Dzień później, starostwo
Pierwsze zdziwienie w starostwie było takie, że po jakiego licha odesłano mnie do nich, skoro oni nie mają kompetencji aby zmieniać warunki zabudowy które gmina sama ustaliła ani tym bardziej przenosić je z jednego właściciela na innego. To należy do kompetencji GMINY!
Drugie zdziwienie, co za głupot mi nagadali.
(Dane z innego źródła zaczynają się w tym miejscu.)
PR #11536, opened 2025-12-31
Fix headless Emscripten client not yielding control to browser

Robyt3:
This is normally handled by SDL, but in the headless Emscripten client we need to call `emscripten_sleep` manually on graphics swap-commands to return control to the browser's main thread periodically.

## Checklist

- [X] Tested the change


heinrich5991 (approved):
Thanks. :)

PR #11572, opened 2026-01-05
Add strict, unified error handling for all tiles layers to `IMap`

Robyt3:
Follow-up to #11543. Instead of fixing maps with invalid tile data, fail to load maps entirely in the following cases:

Rzeczywiście wszedł przepis odnośnie zjazdu z drogi publicznej, że max 50m ale dotyczy tylko gruntów chronionych np. „Natura 2000” lub w parkach krajobrazowych itp., ponadto gdyby nawet moja działka podlegała temu przepisowi to zawsze gmina mogłaby przejąć od nas naszą drogę wewnętrzną co automatycznie uczyniło by ją publiczną i po temacie. Ale gminy (nie tylko moja) nie są chętne takich rozwiązań ze względu na to że wówczas to na nich spoczywałby obowiązek dbania o tę drogę (utwardzenie, oświetlenie, odśnieżanie itd.)
CDN.

Pozdrawiam Tomek

----------


## Konrad Podgórski

Dodaję do subskrybcji, czytając trochę się czuję jak by to było o mnie z tymi dobrymi zmianami  :smile:

----------


## sebcioc55

Witam  :welcome: 
ach ten porządek i kompetencje...., większość urzędów nimi ocieka  :cool:

----------


## MeArek

To samo mam z podatkiem. Mój sąsiad płaci a ja nie. Działka sąsiada używana na razie rekreacyjnie tak jak moja na początku. Jak byłem w urzędzie pytać czemu, to pani powiedziała ,że ziemia v klasy. A jak mówię ,że sąsiad ma taką samą to głupio się uśmiecha i mówi: jak geodeta odbierze dom to będzie pan płacił. Nie do ogarnięcia.

----------


## sebcioc55

> To samo mam z podatkiem. Mój sąsiad płaci a ja nie. Działka sąsiada używana na razie rekreacyjnie tak jak moja na początku. Jak byłem w urzędzie pytać czemu, to pani powiedziała ,że ziemia v klasy. A jak mówię ,że sąsiad ma taką samą to głupio się uśmiecha i mówi: jak geodeta odbierze dom to będzie pan płacił. Nie do ogarnięcia.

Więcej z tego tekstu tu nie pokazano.